The Indian Supreme Court has stopped the registration of cases, for the time being only, of all suits under the Places of Worship Act, 1991, under its provision that prohibits conversion of places of worship as it existed on 15 August 1947. This is the proviso under which the Babri Mosque was demolished in 1992, and under which the Supreme Court in 2019 ordered the construction of a temple on the site. When the mosque was demolished in 1992, there was a section of Muslim opinion in India that felt the demolition meant that no more mosques would be destroyed. Unfortunately, it seems, a precedent has been established. One result has been a rash of suits filed alleging that Mosques have been built atop a Hindu Mandir. There is the Gyanvapi Mosque in Varanasi, the Jamia Masjid Delhi, among others. Then there are other Muslim sites, which are not mosques. There is a suit asking for an investigation of the dargah of Hazrat Moeenuddin Chishti in Ajmer, and there is a claim of the Taj Mahal having been built on top of a Hindu temple.
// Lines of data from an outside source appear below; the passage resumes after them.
PR #1259, opened 2021-05-25
Fix viewer crash when cursor has not been set

grulja:
This is a fix for https://bugzilla.redhat.com/show_bug.cgi?id=1038701. This is a patch we have been carrying for a while and it would be probably better to get it upstreamed. Just note I'm not the original author.

### DIFF
--- a/vncviewer/Viewport.cxx
+++ b/vncviewer/Viewport.cxx
@@ -277,7 +277,7 @@ void Viewport::setCursor(int width, int height, const Point& hotspot,
     }
   }
 
-  if (Fl::belowmouse() == this)
+  if (Fl::belowmouse() == this && cursor)
     window()->cursor(cursor, cursorHotspot.x, cursorHotspot.y);
 }
 


CendioOssman:
This looks wrong. Under what circumstances can this happen? The code just above always sets cursor.

grulja:
This is a patch which was added to Tigervnc 1.3.0 in Fedora by the previous maintainer. It's possible that the code changed since then and when I look at the code now, I also think shouldn't be necessary. However, is there a chance that Fl_RGB_Image() call returns a nullptr?

CendioOssman:
I'm fairly sure C++ requires it to return something valid.

Perhaps things got confused with de1a3b95837379b023aa24d8626392838959d437?

grulja:
> Perhaps things got confused with [de1a3b9](https://github.com/TigerVNC/tigervnc/commit/de1a3b95837379b023aa24d8626392838959d437)?

Indeed!! I just checked my git log for tigervnc and it seems that this change didn't apply so I tried to rebase it did it this way, while it actually didn't apply because it was already part of upstream. 

Good you found out. One less downstream patch to be dropped.

PR #1260, opened 2021-05-25
Let user know that a view-only password is not used

grulja:
This is a fix for https://bugzilla.redhat.com/show_bug.cgi?id=1639169. We have been carrying this in Fedora and RHEL for a while.


CendioOssman:
That upstream bug is closed. Can it be opened up to see the reasoning behind the change?

grulja:
This is because of following scenario:
1. Start vncpasswd
2. Press 'enter' after 'Would you like to enter a view-only password (y/n)?'

After this step you might not know whether the password you entered is for view-only or not (in case you use it for the first time probably). I know you get prompted for an additional password if you press "y", but there are apparently people who don't know that and such informative message probably doesn't hurt.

The path taken by Hindu extremists is a dangerous one for them. What will happen if some Dravidian activist was to claim that some mandir was built by the Aryans on top of a Dravidian temple? The Supreme Court, under Chief Justice Ranjan Gogoi, had fallen in with the BJP’s Hindutva project, in giving the Baabri Mosque’s demolition legal cover, and accepted the Ramayan as an authentic source of information. Will it do the same for Dravidian claims? There are no Dravidian claims at present, but as the Babri Mosque example shows, manufacturing claims is not all that difficult. Some Dravidian pushback should be anticipated, especially s the BJP pushes its Aryanist version of Hinduism in a push in the South.
One of the issues that has arisen is that all of this extremism is being carried out by an elected government. It becomes clear that if the Indian government is Hindu-extremist, it is because this stance is popular. It is not that Congress was particularly secular or good for Muslims. However, it still retains some shreds of the Nehruvian secularism that India was built on. The BJP is bent on reversing that. The Indian Supreme Court may have acted too late to stem the saffron wave.